Im Flug zeigt sich, dass sich die Umbauten gelohnt haben. Mit Heiner und mir an Bord steigt die D-MWFS mit fast vollen Tanks ungefähr doppelt so schnell wie die unveränderte C42A: mit etwa vier Metern pro Sekunde. Die Höchstgeschwindigkeit beträgt nun 185 Stundenkilometer, zuvor lag sie bei zirka 160 km/h, und die Mindestgeschwindigkeit ist von 65 auf etwa 50 Stundenkilometer gesunken. Mit 75 Prozent Leistung erreichen wir rund 160 Stundenkilometer – was früher nur mit Vollgas möglich war.

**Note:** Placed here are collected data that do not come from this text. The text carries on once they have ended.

PR #151, opened 2025-08-29
Implement snappl `ImageCollection`

ColeFMeldorf:
In this PR we make use of the new snappl ImageCollection class. This mainly changes the `find_all_exposures` function.

1. [x] Currently, to load images, `find_all_exposures` would search for images and create an exposures object, which was then used by construct_images to build the cutouts. Now the ImageCollection directly returns a list of snappl Image objects. This makes the exposures object partially redundant, but not entirely. For now, I pass around both `exposures`, a table of information about the images,  and `image_list`, the latter being the output of ImageCollect.find_images. In the future, it might be possible to just pass around the image list, and turn it into a table of information at the very end when saving lightcurves, which is essentially what I do in lines 417-435. 
2. [x] ImageCollection expects `None` for no MJD limit so I have replaced all of my np.inf with None.


campari/AllASPFuncs.py
```diff
@@ -384,71 +385,67 @@ def find_all_exposures(ra, dec, transient_start, transient_end, band, maxbg=None
...
     if maxdet is not None:
-        det = det.iloc[:maxdet]
-    det["detected"] = True
+        transient_images = transient_images[:maxdet]
 
-    if pointing_list is not None:
-        det = det.loc[det["pointing"].isin(pointing_list)]
-    bg = res.loc[(res["date"] < transient_start) | (res["date"] > transient_end)].copy()
-    bg = bg.loc[(bg["date"] >= image_selection_start) & (bg["date"] <= image_selection_end)]
+    transient_sca = [img.sca for img in transient_images]
```
rknop, line 418: Rather than keep variables `transient_sca`, `transient_pointing`, and `transient_mjd`, you should just use `transient_images`, and then pull out the properties of those objects as you need them later in the function.  (Right now, you have duplicated data, as the same information in stored in two places.  The only time you should really do that is if you need to modify one and you don't want to modify the other, or if it's really necessary for clarity or brevity.  I don't think either is the case here.)

campari/AllASPFuncs.py
```diff
@@ -384,71 +385,67 @@ def find_all_exposures(ra, dec, transient_start, transient_end, band, maxbg=None
...
+    transient_pointing = [img.pointing for img in transient_images]
+    transient_mjd = [img.mjd for img in transient_images]
+
+    no_transient_sca = [img.sca for img in no_transient_images]
```
rknop, line 422: Same comment for these three variables as for the three `transient_*` variables.

campari/AllASPFuncs.py
```diff
@@ -354,7 +355,8 @@ def construct_static_scene(ra, dec, sca_wcs, x_loc, y_loc, stampsize, psf=None,
 def find_all_exposures(ra, dec, transient_start, transient_end, band, maxbg=None,
                        maxdet=None, return_list=False,
                        roman_path=None, pointing_list=None, sca_list=None,
-                       truth="simple_model", image_selection_start=-np.inf, image_selection_end=np.inf):
+                       truth="simple_model", image_selection_start=None, image_selection_end=None,
+                       image_source="ou2024"):
```
rknop, line 359: Remove the docstring sentence about Rob's awesome database method, since that's no longer used in this function.  (That's all moved to snappl.)

campari/AllASPFuncs.py
rknop: ....in fact, there's a much bigger comment I'm going to leave on this whole PR that addresses all of this.

rknop (commented):
I only read the beginning of this, because there's a lot more that should be done here.

Once you're using ImageCollection, you no longer need to keep an astropy table or a Pandas dataframe of all the exposure info.  Just keep the list of Image objects that you got back from the ImageCollection, and then access the fields of those objects.  The whole point of the snappl `Image` class is that it encapsulates the information you need about an image, so you shouldn't need to maintain a set of tables along side a list of Images that has all that same information.

This will have changes in lots of places -- starting in `find_exposures` which can get a whole lot shorter and should just return a list of the `Image` objects that you found (which, I believe, will be a concatenation of `no_transient_images` and `transient_images`).

The find everything that calls `find_exposures`, or calls something that calls it, and refactor it to use that list of images rather than all the pandas dataframes and such that you built.

ColeFMeldorf:
Ok I've refactored to get rid of all instances of "exposures", the pandas table containing all of the info about the images with image_list, a list of snappl image objects. All tests are passing but the changes are a bit thorny so here are some summaries:

- Any function that takes in exposures as an argument now takes in image_list as an argument (and sometimes diaobj gets added as well)
- These functions' tests have been changed.
-Because of there no longer being an exposures object, there is no good way to pass around x and y cutout coordinates with the images. Therefore when building lightcurves at the end,  I manually recalculate x and y using the ra, dec, and WCS. Thus, some tests had to change their reference values because I could no longer manually enter a dummy value for x and y.
-Any time there was a list of parameters derived from the exposures table, there is now a list that gets unpacked from image_list using a list comprehension. For instance, if I want the pointings I do `[a.pointing for a in image_list]` .
-With all the things moving to snappl, `fetch_images ` is now redundant and has been removed.

PR #158, opened 2025-09-03
Allowing campari to handle partial overlaps

ColeFMeldorf:
When trying to run objects to test pipeline capabilities for Ben, I started getting issues where some cutouts only partially overlapped with the SCA. Campari can now handle these cases without throwing an error, pending a companion PR to snappl.


campari/campari_runner.py
```diff
@@ -187,6 +187,7 @@ def __call__(self):
             banner(f"Running SN {ID}")
 
             if self.object_lookup:
```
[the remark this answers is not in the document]
ColeFMeldorf: Yes, this is done in PR 153, (https://github.com/Roman-Supernova-PIT/campari/pull/153) but I've added the object_collection argument. I've added --oid as an alias for --SNID so that old code does not break.

campari/campari_runner.py
```diff
@@ -184,7 +189,8 @@ def __call__(self):
         for index, ID in enumerate(self.SNID):
             banner(f"Running SN {ID}")
 
-            if self.object_lookup:
+            if self.object_collection != "manual":
+                SNLogger.debug(f"Looking up object info for SN {ID}")
                 ra, dec, transient_start, transient_end = self.lookup_object_info(ID)
             else:
                 ra, dec, transient_start, transient_end = self.ra, self.dec, self.transient_start, self.transient_end
```
rknop, line 196: I don't think I fully communicated what I was after before.  You should not have any code yourself here that behaves differently based on the value of `manual_collection`.  If you need that, that means that `snappl` needs more stuff.  You should just pass that on to `snappl`, and then just use the `DiaObject` you getback.

```suggestion
            SNLogger.debug(f"Looking up object info for SN {ID}")
            diaobj = DiaObject.find_objects( collection=self.object_collection, id=ID, ra=self.ra, dec=self.dec )
            # Put in a check here that you got back only one object, yell if you got back 0 or more
            diaobj = diobj[0]
            if self.ra is not None:
                if np.fabs( self.ra - diaobj.ra ) > 1. / 3600. / np.cos( dioaobj.dec * np.pi / 180. ):
                    SNLogger.warning( f"Given RA {self.ra} is far from DiaObject nominal RA {diaobj.ra}" )
                diaobj.ra = self.ra
            if self.dec is not None:
                if np.fabs( self.dec - diaobj.dec ) > 1. / 3600.:
                    SNLogger.warning( f"Given Dec {self.dec} is far from DiaObject nominal Dec {diaobj.dec}" )
                diaobj.dec = self.dec
            if self.transient_start is not None:
                # Maybe check if it's different from what's in DiaObject, if the thing in DiaObject isn't None?
                diaobj.mjd_start = self.transient_start
            if self.transient_end is not None:
                diaobj.transient_end = self.transient_end
```

Further changes you should do: don't make ra, dec, transient_start, or transient_end variables in self any more.  Instead, make a `self.diaobj`, and set the `diaobj` I have above to that.  Then, when you need `ra`, `dec`, `mjd_start`, or `mjd_end`, pull them out of `self.diaobj`.

rknop: ....OK, this is maybe too much for this.  I'm going to make an issue, because there are other bigger issues.  So, don't put in this change yet.

rknop (approved):

campari/campari_runner.py
ColeFMeldorf: Sounds good. I'll just merge this for now and address that  issue.

PR #165, opened 2025-09-16
A few small fixes that prevent hangups when parsing input files

ColeFMeldorf:


campari/campari_runner.py
```diff
@@ -186,7 +187,11 @@ def decide_run_mode(self):
 
         # Option 1, user passes a file of SNIDs
         if self.SNID_file is not None:
-            self.SNID = pd.read_csv(self.SNID_file, header=None).values.flatten().tolist()
+            if ".dat" not in str(self.SNID_file) and ".DAT" not in str(self.SNID_file):
+                self.SNID = pd.read_csv(self.SNID_file, header=None, comment="#").values.flatten().tolist()
+            else:
+                self.SNID = list(yaml.safe_load(open(self.SNID_file, "r")).values())[0]
+
```
rknop, line 194: I'm very confused about all of this.

What is in the SNID file?  Why have both yaml and ... csv?  Elsewhere in the code, it looks like `self.SNID` is just a list of IDs, which would be a list of integers.  If so, then all of this is tremendously overdone.  You REALLY don't need to have calls to heavyweight libraries like pandas to read a text file of integers.  You don't need to read CSV files, you don't need to read YAML files.  Just support a plain text file that has one ID per line, and read that without using any csv, yaml, or pandas libraries.

That makes this next comment irrelevant, but: multiple problems with your filename detection.  It seems that EVERYTHING that doesn't have `.dat' or '.DAT' in it is a CSV file.  It's perverse enough to consider things that don't end in .dat to be a CSV file (so, image.fits is a CSV file...), but also `file.dat.csv` would here be detected as not a CSV file.  If you want to check the end of the filename, check the end of the filename.  Next perverse thing: if and only if the filename has `.dat` in it,it's a ... yaml file?????

I don't get any of this.

What are you really trying to do here?  If you want a way of passing a whole bunch of SNIDs without having to list them all on the command line, then just *define* that the `SNID_file` has one integer per line and do

```
self.SNID = []
with open( self.SNID_file ) as ifp():
    for line in ifp:
        if len( line.strip() ) > 0:
            self.SNID.append( int(line) )
```

or something like that.  Don't think about yaml, don't think about csv, unless you really do need tabular data with lots of columns (csv) or if you do need a dictionary or some such type structure (yaml).

ColeFMeldorf:
Addressed comments!

campari/campari_runner.py
```diff
@@ -186,7 +186,12 @@ def decide_run_mode(self):
 
         # Option 1, user passes a file of SNIDs
         if self.SNID_file is not None:
-            self.SNID = pd.read_csv(self.SNID_file, header=None).values.flatten().tolist()
+            self.SNID = []
+            with open(self.SNID_file, "r") as ifp:
+                for line in ifp:
+                    # Check that the line is non-empty, not a comment, and doesn't contain letters.
+                    if len(line.strip()) > 0 and line[0] != "#" and not any(c.isalpha() for c in line):
```
rknop, line 193: Do you want to skip letters, or do you want to error out if there are letters?  Right now it will just skip anything with letters, but it might be better to error out, because that means something's wrong with the file.  Plus, if what you need is an integer, there are lots of thing other than letters that are bad.

I would also do: `line.strip()[0] != '#'`, so that lines that start with spaces and then a `#` get skipped.

So, maybe:

```
line = line.strip()
if ( len(line) > 0 ) and ( line[0] != '#' ) and all( c in '0123456789' for c in line ):
```

if what you *really* want is to silently ignore lines with illegal characters, rather than have that be an error.  But, I would recommend making invalid lines an error rather than something to be skipped.  In that case, just let it thrown an exception when you do `int(line)` below, so  you end up with:
```

line = line.strip()
if ( len(line) > 0 ) and ( line[0] != '#' ):
```

PR #172, opened 2025-09-22
Changing defs in construct transient scene documentation to match snappl.

ColeFMeldorf:
The variable names and documentation in construct_transient scene vary from snappl in a way that was confusing.

To fix this I:

- [x] Renamed variables in construct_transient_scene to match snappl and changed their documentation and updated these variables wherever the function is called.
- [x] In construct_transient_scene I removed the checks on arguments because in other PRs @wmwv advised me to just let these things fail for a more informative error readout.
- [x] There were some small merge conflict issues that caused tests to fail. I had to move some small chunks of code around, add change .header --> set_fits_header, and restore the LSB argument to campari_lightcurve_model to ensure all tests would run. I am not sure how these got deleted in merges but I do have a lot of PRs open right now.

All tests pass.

### DIFF
--- a/changes/172.campari.rst
+++ b/changes/172.campari.rst
@@ -1,0 +1,1 @@
+Fixed construct transient scene documentation


wmwv (approved):
LGTM

PR #176, opened 2025-09-25
World's smallest fix!

ColeFMeldorf:
If passing an image list, don't check if there are pre and post detection images. We assume the user knows what they're doing.
This was causing a test to fail.


wmwv (commented):
LGTM

wmwv (approved):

Während die originale C42A nach meiner Erfahrung ziemlich behäbig in der Luft liegt und auf Steuerimpulse etwas träge reagiert, fliegt das umgerüstete Exemplar wesentlich präziser – es fühlt sich für mich deutlich knackiger an. Später erzäht mir Claus, dass viele Piloten, die die modifizierte C42A geflogen haben, meinten, dass ein 100-PS-Rotax unter der Cowling stecke.

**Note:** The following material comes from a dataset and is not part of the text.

PR #177, opened 2025-09-26
Removing Manual Fits Image to match new snappl paradigm

ColeFMeldorf:
`ManualFITSImage` is no more, so we update to `FITSImageStdHeaders` objects. These are largely the same except:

Kosten der Umrüstung auf Oratex-Bespannung

Was kostet die Umrüstung? Die genaue Summe sei schwer zu bestimmen, sagen Heiner und Claus, da die erstmalige Anwendung einiger Modifikationen wesentlich länger dauerte, als bei weiteren Umrüstungen zu erwarten ist. Zu veranschlagen sind 15000 bis 25 000 Euro, mit Propeller wohl eher 25 000. Die Summe hängt auch vom Ausgangszustand des Fliegers und von Sonderwünschen ab. Für Flügel und Leitwerk fallen etwa 5000 Euro an, hinzu kommen noch mal 5000 Euro fürs Bespannungsmaterial. Der Umbau darf nur von Lanitz Aviation oder Comco Ikarus durchgeführt werden oder von Personen, die Lanitz und Comco dazu autorisiert haben. Bespannen kann man selbst; Lanitz verlangt dafür 5000 bis 6000 Euro. Wer seinen Flieger zusätzlich auf 540 Kilo MTOM auflasten lässt, legt noch mal 2500 bis 5000 Euro hin (alle Preise ohne Mehrwertsteuer).

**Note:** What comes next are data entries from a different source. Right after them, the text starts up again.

PR #179, opened 2025-09-27
In order to get Gaussian PSF tests working, added the ability to save and load static scene and transient scene models.

ColeFMeldorf:
As it turns out, the Gaussian PSFs are quite slow because each pixel requires an expensive 2D integral :((.
However I realized I can make this a bit more feasible if the diagnostic tests create 1 background model that is then reused for each different test we want to do. Note that this branch is reliant on 2 currently unmerged PRs, so 175 and 177 should be looked at first.


campari/tests/test_campari.py
```diff
@@ -183,16 +183,31 @@ def test_regression_function(campari_test_data):
...
+        "--photometry-campari-cutout_size",
+        "19",
+        "--photometry-campari-weighting",
+        "--photometry-campari-subtract_background",
+        "--no-photometry-campari-source_phot_ops",
+        "--prebuilt_static_model",
+        str(pathlib.Path(__file__).parent / "testdata/reg_psf_matrix.npy"),
+        "--prebuilt_transient_model",
+        str(pathlib.Path(__file__).parent / "testdata/reg_sn_matrix.npy")
+    ]
```
rknop: AK.  This is why I hate linters that autoreformat.  They obey various formatting rules strictly, even when it totally kills readability.

The previous way was way more readable because it had the values of arguments right after the arguments on the same line.

campari/run_one_object.py
```diff
@@ -65,7 +65,8 @@ def run_one_object(diaobj=None, object_type=None, image_list=None, size=None, ba
                    airy=None, mismatch_seds=None, deltafcn_profile=None, noise=None,
                    avoid_non_linearity=None, spacing=None, percentiles=None, sim_galaxy_scale=1,
                    sim_galaxy_offset=None, base_pointing=662, base_sca=11,
-                   draw_method_for_non_roman_psf="no_pixel"):
+                   draw_method_for_non_roman_psf="no_pixel", save_model=False, prebuilt_psf_matrix=None,
```
rknop: ...this scares me.  I know it was there before, but options like this suggest that you've still got code in here that's specific to stuff and interpreting things that *ideally* are interpreted only in snappl.

Is there an issue about this already?

At some point one of us should go through campari and find all the things that do different things based on what type of PSF you have and so forth, and see if we can make it more general.

ColeFMeldorf: Ah well good news, it seems that this isn't used anywhere and I just forgot to delete it. Problem solved :)).

ColeFMeldorf: For some reason my comment didn't load. This is not used anywhere, so I deleted it!

PR #189, opened 2025-10-07
Removed dev/null and reduced memory

### LINKED ISSUE #180: Unnecessary memory allocation when making blank images.
....that's a lot of memory to allocate to not use.  I need to dig into the code to see how these are used, but the comment you have here suggest that there's a design problem somewhere, either in campari, snappl, or both.  Don't deal with this PR, because the issue was already there, but make a campari Issue that point to this line and says that you're allocating 382MB of memory that is never used, and that there must be a better way.

_Originally posted by @rknop in https://github.com/Roman-Supernova-PIT/campari/pull/177#discussion_r2388282849_

ColeFMeldorf:
Blank images were being generated with large (4088x4088) arrays of zeros that were a waste of memory. 

- [x] To somewhat fix this issue, I've made it such that the blank arrays are created, the cutout performed, and then immediately deleted. This way, the memory usage is reduced by a factor of the number of simulated images. I can't make the arrays smaller or nonexistent because then the cutout will fail. 
- [x] While touching these lines of code, I also removed `/dev/null `s and replaced them with `None`s as I was able to make those changes in `snappl` simultaneously.

This PR is dependent on snappl PR [81](https://github.com/Roman-Supernova-PIT/snappl/pull/81)


wmwv (changes requested):
Update changelog message to be more correct in its description in the updated context.

campari/simulation.py
```diff
@@ -140,6 +140,9 @@ def simulate_images(image_list=None, diaobj=None,
         input_header["BAND"] = image_object.band
         input_header["POINTING"] = image_object.pointing
         input_header["SCA"] = image_object.sca
+        image_object.data = np.zeros((4088, 4088))
```
wmwv: Define 4088 somewhere as a variable and use that consistently.

Possibly something like

nx, ny = 4088, 4088

ColeFMeldorf:
No longer necessary since campari does not simulate its own images.

PR #190, opened 2025-10-08
Moving PSF options to config and removing psfclass from main code

ColeFMeldorf:
In this PR we resolve two issues at once by removing unnecessary specific references to psfclass and by moving PSF arguments to the config file.
To do so:

- [x] Every instance of `psfclass` from the command line is replaced by `transient_psfclass` and/or `galaxy_psfclass` as per Rob's suggestion
- [x] The source_phot_ops in the config has been replaced with transient_photon_ops and galaxy_photon_ops for clarity. 
- [x] Every time psfclass was referenced outside of a call to get_psf_object has been removed. The one exception is in  `build_and_save_lightcurve` where it is used to decide what to name the file. This is to make sure that test output files have the same names as before so tests don't break. If we really hate this, I can go through and change the file names and remove the if statement at line 359 of campari_runner. 
- [x] Same as above but for phot ops.
- [x] There is also still one direct reference to psfclass in line 171 of `simulation.py`, but as of now this is unavoidable, since the snappl PSF objects can not simulate galaxies, I need to switch to galsim to simulate galaxies.

### DIFF
--- a/campari/tests/test_runner.py
+++ b/campari/tests/test_runner.py
@@ -78,6 +78,7 @@ def create_default_test_args(cfg):
     test_args.sim_galaxy_offset_all = config.value("photometry.campari_simulations.sim_galaxy_offset")
     test_args.source_phot_ops = config.value("photometry.campari.source_phot_ops")
     test_args.transient_photon_ops = config.value("photometry.campari.psf.transient_photon_ops")
+    # This will need to go away once the PSF object is split in phot ops and non phot ops
     test_args.galaxy_photon_ops = config.value("photometry.campari.psf.galaxy_photon_ops")
     test_args.mismatch_seds = config.value("photometry.campari_simulations.mismatch_seds")
     test_args.fetch_SED = config.value("photometry.campari.fetch_SED")


campari/tests/test_campari.py
```diff
@@ -583,11 +586,23 @@ def test_construct_transient_scene():
 
     comparison_image = np.load(pathlib.Path(__file__).parent
                                / "testdata/test_psf_source.npy")
+    cfg = Config.get()
+    orig_transient_photops = cfg.value( "photometry.campari.psf.transient_photon_ops" )
```
rknop: Maybe put a comment here saying that this will need to change (this config option will need to go away) when Snappl Issue https://github.com/Roman-Supernova-PIT/snappl/issues/152 is resolved.

campari/tests/test_runner.py
```diff
@@ -77,6 +77,8 @@ def create_default_test_args(cfg):
     test_args.sim_galaxy_scale_all = config.value("photometry.campari_simulations.sim_galaxy_scale")
     test_args.sim_galaxy_offset_all = config.value("photometry.campari_simulations.sim_galaxy_offset")
     test_args.source_phot_ops = config.value("photometry.campari.source_phot_ops")
+    test_args.transient_photon_ops = config.value("photometry.campari.psf.transient_photon_ops")
```
rknop: Same comment as above re: Snappl issue 152.

PR #191, opened 2025-10-13
Updating to the requested lc format!

ColeFMeldorf:
In the last photometry meeting, we discussed updating phrosty and campari to match the lc format requested in the wiki. This was essentially column names and parquet formatting. To do this I:

- [x] Updated column names in lc saving funcs and in saved lc files for tests, and updated filter --> band where it is referenced in tests.
- [x] Added a new test, `test_savelightcurve_pq` which is identical to `test_savelightcurve` other than it writes out a parquet file.
- [x] Similarly, `test_build_and_save_lc_parquet` is the same as `test_build_and_save_lc` but with parquet file type.
- [x] Added a new config file argument, `lc_filetype` which controls the file extension for the output lc. I did this rather than switching to parquet hardcoded because 1.) I'd have to recreate a ton of saved files for tests and 2.) Rob said the definition of what the lc standard is is a moving target so I am staying flexible.
- [x] This argument is passed to `save_lightcurve` which then saves it as the appropriate type.

NOTE: I am not sure as of yet how to define iau_name, provenance_id, or ra_err and dec_err. For now, these all have placeholder values. This PR can be held until we know how to make these if preferred.

### DIFF
--- a/changes/191.campari.rst
+++ b/changes/191.campari.rst
@@ -1,0 +1,1 @@
+Updated lc file output to match the Wiki.


ColeFMeldorf:
Sorry I didn't see this comment! Yes that PR does all of this. Closing!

Vor meinem Besuch in Heinsberg-Selfkant war ich skeptisch, ob das Resultat der Umrüstung wirklich spürbar sein würde und sich der Aufwand lohnt. Der Flug mit Heiners C42A hat meine Zweifel beseitigt. Allerdings muss man schon richtig Geld in die Hand nehmen. Das Resultat ist aber ein zeitgemäßes UL zum ungefähr halben Preis eines Neuflugzeugs mit ähnlicher Flugleistung. So lassen sich 20 oder 30 Jahre alte Exemplare des Comco-Allrounders auf den heutigen Stand bringen und noch einige Jahrzehnte betreiben.